* _Your goal_:
If a line of the records contains the word "opened", list it.

Stored items:
★ ★ ★ ★ ★
Issue #964, opened 2021-11-25
Self being a typing._SpecialForm prevents a case from PEP 673


CharString:
Among the [valid locations for Self](https://www.python.org/dev/peps/pep-0673/#valid-locations-for-self) in PEP 673 we find:
```python
TupleSelf = Tuple[Self, Self]
class Alias:
    def return_tuple(self) -> TupleSelf:
        return (self, self)
```

But `typing._type_check` regards `typing._SpecialForm` instances invalid type arguments
https://github.com/python/cpython/blob/e0f8a3e9b96bbc2597f61be96993ef0c768a19fe/Lib/typing.py#L179

So this use will result in a

    TypeError: Plain typing_extensions.Self is not valid as type argument

This also affects uses in linked lists and recursive dataclasses lke 
```python
@dataclasses.dataclass
class MenuItem:
    url: str
    title: str
    description: str = ""
    items: typing.List[typing_extensions.Self] = dataclasses.field(default_factory=list)
```

Gobot1234:
Hi, I'm not entirely sure what can be done here until the PEP is accepted and I can change https://github.com/python/cpython/blob/e0f8a3e9b96bbc2597f61be96993ef0c768a19fe/Lib/typing.py#L176
To 
```py
    if arg in (Any, NoReturn, Final, Self):
```
If you have any suggestions for how to fix this now, I'd be more than happy to implement them.

However, if you need this to work right now you you have a few options:
- use the PEP 585 builtin versions of the types which are much more lenient than the typing versions.
- avoid the annotations actually being executed at runtime (`typing_extensions.TypeAlias` and `__future__.annotations` or stringify the types).

JelleZijlstra:
We can probably fudge things in typing-extensions so that it's not an instance of `_SpecialForm`.

CharString:
@Gobot1234 Yes, for my use case I'm using a string as ForwardRef now. I just [wondered if I were doing something wrong](https://stackoverflow.com/q/70083371/383793).

@JelleZijlstra Like vendoring the _SpecialForm from the cpython 3.11 codebase? Or a more elegant fudge? Namespaces are one honking great idea :-)

JelleZijlstra:
Yes, vendoring would be the way to go. The place where this throws lets things it doesn't recognize through, so if we just make Self look like an unrelated object, it should pass.

CharString:
Something like this?

PR #966, opened 2021-11-26
Vendor typing._SpecialForm to fool typing._type_check

CharString:
Adds a local copy of _SpecialForm in our namespace, so
typing._type_check won't raise TypeError. (#964)

### DIFF
--- a/typing_extensions/src/typing_extensions.py
+++ b/typing_extensions/src/typing_extensions.py
@@ -2077,10 +2077,10 @@ if not hasattr(typing, "Self") and sys.version_info[:2] >= (3, 7):
             raise TypeError(f"Cannot instantiate {self!r}")
 
         def __or__(self, other):
-            return Union[self, other]
+            return typing.Union[self, other]
 
         def __ror__(self, other):
-            return Union[other, self]
+            return typing.Union[other, self]
 
         def __instancecheck__(self, obj):
             raise TypeError(f"{self} cannot be used with isinstance()")
--- a/typing_extensions/src/typing_extensions.py
+++ b/typing_extensions/src/typing_extensions.py
@@ -2048,12 +2048,55 @@ else:
 
     TypeGuard = _TypeGuard(_root=True)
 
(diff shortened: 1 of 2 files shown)


JelleZijlstra:
This has severe merge conflicts because we just renamed src_py3 to src, could you rebase?

CharString:
:) I was looking into that.

typing_extensions/src/typing_extensions.py
```diff
@@ -2048,40 +2048,61 @@ def __eq__(self, other):
...
+            raise AttributeError(item)
+
+        def __mro_entries__(self, bases):
+            raise TypeError(f"Cannot subclass {self!r}")
 
-elif sys.version_info[:2] >= (3, 9):
-    class _SelfForm(typing._SpecialForm, _root=True):
         def __repr__(self):
-            return 'typing_extensions.' + self._name
+            return 'typing.' + self._name
```
Gobot1234, line 2071:
```suggestion
            return f'typing_extensions.{self._name}'
```

typing_extensions/src/typing_extensions.py
```diff
@@ -2048,40 +2048,61 @@ def __eq__(self, other):
 
     TypeGuard = _TypeGuard(_root=True)
 
+if not hasattr(typing, "Self") and sys.version_info[:2] >= (3, 7):
+    # Vendored from cpython typing._SpecialFrom
```
JelleZijlstra, line 2052: It's a bit hard to follow the if chains here, but can't this just be together with the appropriate branch for 3.7-3.10 so we don't have to duplicate the conditions?

CharString: Should I refactor the uses of typing._SpecialForm to use this vendored  verion too?

JelleZijlstra: Let's change Self only for simplicity.

JelleZijlstra (approved):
★ ★ ★ ★ ★
* _Reply to the exercise_:
Issue #964, opened 2021-11-25
PR #966, opened 2021-11-26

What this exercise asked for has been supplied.